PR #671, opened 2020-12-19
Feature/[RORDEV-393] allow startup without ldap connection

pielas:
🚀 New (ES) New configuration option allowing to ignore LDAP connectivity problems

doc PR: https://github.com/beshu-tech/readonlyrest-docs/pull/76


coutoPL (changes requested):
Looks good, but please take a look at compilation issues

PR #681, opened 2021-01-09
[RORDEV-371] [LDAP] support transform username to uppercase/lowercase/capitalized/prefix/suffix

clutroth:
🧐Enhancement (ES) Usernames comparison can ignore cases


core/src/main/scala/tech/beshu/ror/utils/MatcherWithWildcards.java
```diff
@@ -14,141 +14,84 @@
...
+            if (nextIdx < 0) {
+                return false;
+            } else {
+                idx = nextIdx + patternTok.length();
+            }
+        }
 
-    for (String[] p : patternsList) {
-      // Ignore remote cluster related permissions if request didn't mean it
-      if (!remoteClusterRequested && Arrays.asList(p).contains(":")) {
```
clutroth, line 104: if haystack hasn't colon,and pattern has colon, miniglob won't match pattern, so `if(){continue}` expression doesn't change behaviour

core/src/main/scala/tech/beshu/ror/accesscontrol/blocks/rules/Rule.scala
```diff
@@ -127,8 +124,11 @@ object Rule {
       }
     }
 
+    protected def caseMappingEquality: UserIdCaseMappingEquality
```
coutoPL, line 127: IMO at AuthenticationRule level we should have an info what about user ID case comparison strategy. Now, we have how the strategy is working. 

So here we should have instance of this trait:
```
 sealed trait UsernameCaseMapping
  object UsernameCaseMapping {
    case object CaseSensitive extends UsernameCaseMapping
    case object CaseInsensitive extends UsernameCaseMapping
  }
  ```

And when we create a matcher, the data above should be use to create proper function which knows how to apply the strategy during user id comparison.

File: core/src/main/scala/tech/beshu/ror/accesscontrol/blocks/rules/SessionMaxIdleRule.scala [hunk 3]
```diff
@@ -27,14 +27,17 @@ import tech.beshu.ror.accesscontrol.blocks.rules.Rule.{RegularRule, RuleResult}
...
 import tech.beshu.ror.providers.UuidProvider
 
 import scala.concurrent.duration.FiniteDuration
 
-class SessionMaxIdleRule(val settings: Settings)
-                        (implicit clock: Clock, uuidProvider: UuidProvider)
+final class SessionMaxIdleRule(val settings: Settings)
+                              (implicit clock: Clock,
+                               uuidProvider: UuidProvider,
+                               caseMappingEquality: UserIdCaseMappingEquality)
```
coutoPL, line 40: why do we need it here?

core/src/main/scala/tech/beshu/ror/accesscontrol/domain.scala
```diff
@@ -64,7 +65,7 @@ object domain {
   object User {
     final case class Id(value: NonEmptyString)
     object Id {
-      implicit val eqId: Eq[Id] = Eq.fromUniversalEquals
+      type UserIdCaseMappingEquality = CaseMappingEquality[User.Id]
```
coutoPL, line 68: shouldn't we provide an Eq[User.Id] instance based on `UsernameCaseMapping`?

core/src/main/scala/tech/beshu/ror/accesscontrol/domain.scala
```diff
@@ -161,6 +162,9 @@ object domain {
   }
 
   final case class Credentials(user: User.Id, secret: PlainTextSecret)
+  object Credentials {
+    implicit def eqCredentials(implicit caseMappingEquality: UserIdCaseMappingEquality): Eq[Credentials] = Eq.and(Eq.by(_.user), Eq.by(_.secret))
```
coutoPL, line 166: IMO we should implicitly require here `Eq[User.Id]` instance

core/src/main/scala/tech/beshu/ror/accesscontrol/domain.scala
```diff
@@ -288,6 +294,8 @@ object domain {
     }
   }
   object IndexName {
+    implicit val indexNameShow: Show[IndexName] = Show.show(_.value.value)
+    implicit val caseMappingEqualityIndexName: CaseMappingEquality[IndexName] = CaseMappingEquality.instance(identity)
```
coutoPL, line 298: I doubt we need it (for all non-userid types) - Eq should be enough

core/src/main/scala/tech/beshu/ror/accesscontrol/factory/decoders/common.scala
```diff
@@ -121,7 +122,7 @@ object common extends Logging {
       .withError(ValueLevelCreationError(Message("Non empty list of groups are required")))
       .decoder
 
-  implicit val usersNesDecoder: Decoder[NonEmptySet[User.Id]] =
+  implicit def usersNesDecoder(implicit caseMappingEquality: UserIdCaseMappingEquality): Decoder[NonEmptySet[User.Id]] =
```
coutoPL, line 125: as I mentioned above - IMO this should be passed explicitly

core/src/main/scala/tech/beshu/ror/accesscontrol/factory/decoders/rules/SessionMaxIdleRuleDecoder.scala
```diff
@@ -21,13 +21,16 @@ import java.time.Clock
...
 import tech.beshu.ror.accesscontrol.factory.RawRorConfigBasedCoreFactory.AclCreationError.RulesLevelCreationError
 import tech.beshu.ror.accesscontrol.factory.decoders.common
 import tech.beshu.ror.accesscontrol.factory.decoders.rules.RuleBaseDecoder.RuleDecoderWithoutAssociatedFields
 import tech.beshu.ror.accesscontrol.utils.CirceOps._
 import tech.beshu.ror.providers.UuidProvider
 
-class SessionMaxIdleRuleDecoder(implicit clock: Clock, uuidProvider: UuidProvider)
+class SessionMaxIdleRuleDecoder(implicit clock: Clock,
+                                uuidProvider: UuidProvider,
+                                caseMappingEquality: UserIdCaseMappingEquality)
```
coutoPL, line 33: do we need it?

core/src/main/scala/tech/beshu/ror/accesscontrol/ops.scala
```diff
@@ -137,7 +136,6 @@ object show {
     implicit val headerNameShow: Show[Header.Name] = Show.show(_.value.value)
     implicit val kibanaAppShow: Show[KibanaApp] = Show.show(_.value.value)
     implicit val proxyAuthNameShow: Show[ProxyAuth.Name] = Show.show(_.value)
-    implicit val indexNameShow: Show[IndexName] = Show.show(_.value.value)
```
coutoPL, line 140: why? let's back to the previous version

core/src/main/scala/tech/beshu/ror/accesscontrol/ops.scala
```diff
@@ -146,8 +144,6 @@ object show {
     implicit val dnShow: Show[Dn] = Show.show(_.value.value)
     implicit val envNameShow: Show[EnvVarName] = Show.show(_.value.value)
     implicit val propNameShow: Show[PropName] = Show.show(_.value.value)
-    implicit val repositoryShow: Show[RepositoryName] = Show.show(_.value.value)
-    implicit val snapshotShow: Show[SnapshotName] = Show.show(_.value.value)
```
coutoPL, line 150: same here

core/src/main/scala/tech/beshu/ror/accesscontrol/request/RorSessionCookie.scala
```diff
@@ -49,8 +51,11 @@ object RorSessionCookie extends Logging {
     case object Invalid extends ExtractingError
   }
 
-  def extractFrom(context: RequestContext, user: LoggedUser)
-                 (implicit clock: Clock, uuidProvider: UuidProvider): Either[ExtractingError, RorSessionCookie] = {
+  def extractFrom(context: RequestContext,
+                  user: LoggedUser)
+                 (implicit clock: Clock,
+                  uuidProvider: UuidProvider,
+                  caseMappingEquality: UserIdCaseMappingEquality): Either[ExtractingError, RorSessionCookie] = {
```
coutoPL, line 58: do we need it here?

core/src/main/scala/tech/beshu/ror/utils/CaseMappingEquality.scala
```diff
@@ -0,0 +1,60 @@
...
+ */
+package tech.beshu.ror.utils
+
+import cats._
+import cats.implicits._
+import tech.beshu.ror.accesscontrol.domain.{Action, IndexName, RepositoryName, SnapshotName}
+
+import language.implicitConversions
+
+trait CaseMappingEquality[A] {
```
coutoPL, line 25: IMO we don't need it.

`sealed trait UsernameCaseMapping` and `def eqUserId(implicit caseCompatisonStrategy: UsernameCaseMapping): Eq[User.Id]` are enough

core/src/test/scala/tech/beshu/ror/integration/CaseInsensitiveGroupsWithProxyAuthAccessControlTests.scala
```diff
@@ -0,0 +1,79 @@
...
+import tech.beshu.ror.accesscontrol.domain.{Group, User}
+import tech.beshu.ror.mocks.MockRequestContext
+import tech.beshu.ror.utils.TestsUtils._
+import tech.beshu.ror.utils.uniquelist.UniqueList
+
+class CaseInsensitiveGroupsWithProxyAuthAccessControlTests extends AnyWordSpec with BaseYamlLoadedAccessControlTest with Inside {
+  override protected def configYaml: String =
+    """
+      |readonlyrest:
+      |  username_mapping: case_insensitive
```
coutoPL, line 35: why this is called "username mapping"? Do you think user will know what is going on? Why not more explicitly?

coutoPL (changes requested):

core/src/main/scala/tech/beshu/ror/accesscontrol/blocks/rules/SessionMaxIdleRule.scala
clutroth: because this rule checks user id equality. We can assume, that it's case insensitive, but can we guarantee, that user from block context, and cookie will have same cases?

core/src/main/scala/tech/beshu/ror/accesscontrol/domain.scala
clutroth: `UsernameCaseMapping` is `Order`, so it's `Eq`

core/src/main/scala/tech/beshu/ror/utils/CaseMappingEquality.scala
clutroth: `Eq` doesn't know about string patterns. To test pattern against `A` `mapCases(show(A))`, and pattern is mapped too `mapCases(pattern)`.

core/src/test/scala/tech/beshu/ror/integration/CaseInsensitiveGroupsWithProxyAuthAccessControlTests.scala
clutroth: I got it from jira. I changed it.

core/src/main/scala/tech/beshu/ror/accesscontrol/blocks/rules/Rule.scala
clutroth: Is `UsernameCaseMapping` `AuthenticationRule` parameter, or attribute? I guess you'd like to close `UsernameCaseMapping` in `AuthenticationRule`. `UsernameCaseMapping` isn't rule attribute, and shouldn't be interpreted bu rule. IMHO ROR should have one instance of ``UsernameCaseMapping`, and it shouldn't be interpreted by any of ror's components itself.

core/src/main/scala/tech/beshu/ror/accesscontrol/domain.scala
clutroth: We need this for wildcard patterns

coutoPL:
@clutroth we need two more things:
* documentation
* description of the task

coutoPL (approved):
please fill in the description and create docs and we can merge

• [ACTIVITY] Using the material above, count how many lines include the word "factory" and answer with only that figure.

• [YOUR RESPONSE] 5